* _TASK DIRECTIONS_: Some lines in the listing hold the word "Cjkjvfnby". Return each of them.

(DATA FOR REVIEW begins)

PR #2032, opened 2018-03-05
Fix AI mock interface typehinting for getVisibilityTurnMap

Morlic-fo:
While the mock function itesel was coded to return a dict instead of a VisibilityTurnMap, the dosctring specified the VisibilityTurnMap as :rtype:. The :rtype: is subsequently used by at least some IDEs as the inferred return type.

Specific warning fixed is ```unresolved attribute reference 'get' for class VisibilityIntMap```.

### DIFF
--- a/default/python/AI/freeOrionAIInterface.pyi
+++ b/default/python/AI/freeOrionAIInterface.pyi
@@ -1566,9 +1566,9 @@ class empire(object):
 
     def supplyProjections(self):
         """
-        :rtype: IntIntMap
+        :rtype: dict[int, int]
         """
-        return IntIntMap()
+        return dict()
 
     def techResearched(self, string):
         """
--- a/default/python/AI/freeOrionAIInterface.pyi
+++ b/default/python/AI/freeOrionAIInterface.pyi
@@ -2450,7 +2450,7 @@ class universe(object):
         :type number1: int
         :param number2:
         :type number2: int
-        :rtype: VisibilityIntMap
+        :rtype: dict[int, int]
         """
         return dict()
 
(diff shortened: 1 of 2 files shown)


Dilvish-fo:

(DATA FOR REVIEW ends)
(DATA FOR REVIEW begins)

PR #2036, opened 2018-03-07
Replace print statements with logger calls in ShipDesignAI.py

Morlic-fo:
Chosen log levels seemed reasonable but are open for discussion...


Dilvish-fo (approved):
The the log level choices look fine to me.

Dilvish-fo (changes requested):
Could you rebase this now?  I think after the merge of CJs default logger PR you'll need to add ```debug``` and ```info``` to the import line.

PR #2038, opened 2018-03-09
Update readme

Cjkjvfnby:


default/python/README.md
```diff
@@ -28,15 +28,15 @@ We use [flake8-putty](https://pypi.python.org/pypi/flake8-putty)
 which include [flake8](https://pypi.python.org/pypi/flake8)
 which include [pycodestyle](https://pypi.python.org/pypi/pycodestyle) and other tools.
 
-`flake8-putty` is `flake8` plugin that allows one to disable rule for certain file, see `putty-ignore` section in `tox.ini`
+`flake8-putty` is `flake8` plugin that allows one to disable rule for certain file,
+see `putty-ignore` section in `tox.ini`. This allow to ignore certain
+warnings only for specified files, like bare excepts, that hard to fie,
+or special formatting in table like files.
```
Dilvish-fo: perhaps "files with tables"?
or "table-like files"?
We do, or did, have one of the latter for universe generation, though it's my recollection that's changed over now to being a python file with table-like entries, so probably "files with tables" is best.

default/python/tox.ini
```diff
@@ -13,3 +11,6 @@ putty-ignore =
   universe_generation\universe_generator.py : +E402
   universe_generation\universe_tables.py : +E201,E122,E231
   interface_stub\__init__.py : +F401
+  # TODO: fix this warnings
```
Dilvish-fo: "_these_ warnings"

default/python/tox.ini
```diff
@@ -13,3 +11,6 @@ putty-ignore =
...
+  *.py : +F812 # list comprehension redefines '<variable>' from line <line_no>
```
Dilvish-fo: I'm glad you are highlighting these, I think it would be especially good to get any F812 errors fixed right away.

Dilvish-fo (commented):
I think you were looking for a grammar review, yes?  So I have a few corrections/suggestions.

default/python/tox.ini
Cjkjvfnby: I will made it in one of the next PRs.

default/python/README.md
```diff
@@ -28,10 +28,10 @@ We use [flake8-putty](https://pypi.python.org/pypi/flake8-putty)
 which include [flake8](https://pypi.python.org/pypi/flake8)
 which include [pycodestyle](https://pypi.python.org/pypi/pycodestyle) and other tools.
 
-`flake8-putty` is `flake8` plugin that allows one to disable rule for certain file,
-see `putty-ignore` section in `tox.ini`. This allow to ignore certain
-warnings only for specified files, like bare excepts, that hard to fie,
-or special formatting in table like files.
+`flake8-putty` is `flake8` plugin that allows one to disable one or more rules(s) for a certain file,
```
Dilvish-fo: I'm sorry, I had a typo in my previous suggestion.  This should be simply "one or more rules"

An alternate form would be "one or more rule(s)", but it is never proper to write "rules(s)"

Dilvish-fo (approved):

(DATA FOR REVIEW ends)

* _ANSWER BOX_:
Cjkjvfnby:
Cjkjvfnby: I will made it in one of the next PRs.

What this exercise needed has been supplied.